Using the listing below, show all lines that hold the word "classList".
== == ==
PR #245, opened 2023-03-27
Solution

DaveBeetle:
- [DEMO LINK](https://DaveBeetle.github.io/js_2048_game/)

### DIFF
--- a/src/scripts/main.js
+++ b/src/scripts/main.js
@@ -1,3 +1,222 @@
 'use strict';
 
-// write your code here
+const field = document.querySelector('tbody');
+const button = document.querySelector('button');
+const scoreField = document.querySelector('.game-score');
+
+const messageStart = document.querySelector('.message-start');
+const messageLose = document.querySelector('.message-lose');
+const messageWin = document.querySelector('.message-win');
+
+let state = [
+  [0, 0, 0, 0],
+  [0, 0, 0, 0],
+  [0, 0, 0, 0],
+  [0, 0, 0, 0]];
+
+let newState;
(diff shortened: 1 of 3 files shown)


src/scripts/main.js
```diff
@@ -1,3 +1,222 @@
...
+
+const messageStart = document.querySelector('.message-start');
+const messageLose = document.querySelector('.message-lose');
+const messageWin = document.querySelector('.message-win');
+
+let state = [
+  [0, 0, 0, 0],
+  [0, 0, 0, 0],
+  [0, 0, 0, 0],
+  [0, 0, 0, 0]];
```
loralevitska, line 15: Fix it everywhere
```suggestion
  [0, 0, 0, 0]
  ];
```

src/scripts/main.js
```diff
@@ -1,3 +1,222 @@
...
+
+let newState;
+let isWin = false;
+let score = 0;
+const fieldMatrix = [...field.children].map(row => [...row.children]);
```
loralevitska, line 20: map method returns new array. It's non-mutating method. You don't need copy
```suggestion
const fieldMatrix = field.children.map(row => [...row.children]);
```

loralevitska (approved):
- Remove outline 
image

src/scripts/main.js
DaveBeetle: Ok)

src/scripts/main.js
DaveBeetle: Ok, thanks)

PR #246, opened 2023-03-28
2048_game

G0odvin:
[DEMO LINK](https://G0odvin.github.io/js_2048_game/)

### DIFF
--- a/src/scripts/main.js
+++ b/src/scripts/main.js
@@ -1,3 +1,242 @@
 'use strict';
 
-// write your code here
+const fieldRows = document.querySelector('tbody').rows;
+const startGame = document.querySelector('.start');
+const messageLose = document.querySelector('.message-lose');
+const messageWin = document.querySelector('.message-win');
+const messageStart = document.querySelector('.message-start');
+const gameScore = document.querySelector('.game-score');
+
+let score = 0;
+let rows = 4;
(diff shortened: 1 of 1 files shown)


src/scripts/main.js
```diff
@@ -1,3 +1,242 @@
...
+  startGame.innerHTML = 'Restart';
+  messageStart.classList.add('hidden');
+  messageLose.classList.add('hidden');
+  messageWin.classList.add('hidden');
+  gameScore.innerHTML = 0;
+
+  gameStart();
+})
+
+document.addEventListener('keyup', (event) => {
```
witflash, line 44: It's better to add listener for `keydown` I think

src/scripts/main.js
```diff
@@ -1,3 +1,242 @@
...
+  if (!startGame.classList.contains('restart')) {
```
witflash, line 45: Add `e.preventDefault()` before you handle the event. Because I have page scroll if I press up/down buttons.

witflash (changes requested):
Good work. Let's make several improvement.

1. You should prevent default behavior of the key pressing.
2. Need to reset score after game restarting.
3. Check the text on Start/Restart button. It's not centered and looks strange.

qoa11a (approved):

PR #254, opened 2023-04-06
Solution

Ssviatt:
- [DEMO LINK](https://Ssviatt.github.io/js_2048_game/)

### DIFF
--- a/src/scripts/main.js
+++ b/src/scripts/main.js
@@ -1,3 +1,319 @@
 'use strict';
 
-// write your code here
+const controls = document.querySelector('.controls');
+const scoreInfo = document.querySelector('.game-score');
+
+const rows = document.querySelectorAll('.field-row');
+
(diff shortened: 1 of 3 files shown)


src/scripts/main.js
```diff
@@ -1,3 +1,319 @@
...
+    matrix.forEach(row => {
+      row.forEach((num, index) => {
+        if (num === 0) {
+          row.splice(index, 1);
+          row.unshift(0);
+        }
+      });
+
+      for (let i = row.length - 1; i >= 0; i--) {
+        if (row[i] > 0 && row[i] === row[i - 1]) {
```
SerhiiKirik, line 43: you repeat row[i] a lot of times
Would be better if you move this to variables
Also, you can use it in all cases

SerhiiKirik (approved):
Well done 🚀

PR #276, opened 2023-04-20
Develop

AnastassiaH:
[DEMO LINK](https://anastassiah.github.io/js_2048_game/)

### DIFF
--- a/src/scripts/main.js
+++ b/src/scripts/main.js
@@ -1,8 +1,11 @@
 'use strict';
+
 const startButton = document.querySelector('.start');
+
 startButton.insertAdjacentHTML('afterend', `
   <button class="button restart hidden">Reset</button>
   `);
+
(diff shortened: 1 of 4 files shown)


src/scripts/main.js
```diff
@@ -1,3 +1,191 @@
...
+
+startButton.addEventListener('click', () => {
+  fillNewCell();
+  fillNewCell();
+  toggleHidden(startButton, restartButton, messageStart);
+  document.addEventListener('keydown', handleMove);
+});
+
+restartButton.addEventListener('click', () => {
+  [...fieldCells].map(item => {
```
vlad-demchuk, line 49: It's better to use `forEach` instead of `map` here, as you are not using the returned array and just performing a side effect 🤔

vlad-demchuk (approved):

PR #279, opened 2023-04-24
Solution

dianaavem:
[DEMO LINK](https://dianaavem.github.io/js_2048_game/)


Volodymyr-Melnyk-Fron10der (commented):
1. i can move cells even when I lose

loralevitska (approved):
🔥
== == ==
§ Output of the task
+  messageStart.classList.add('hidden');
+  messageLose.classList.add('hidden');
+  messageWin.classList.add('hidden');
+  if (!startGame.classList.contains('restart')) {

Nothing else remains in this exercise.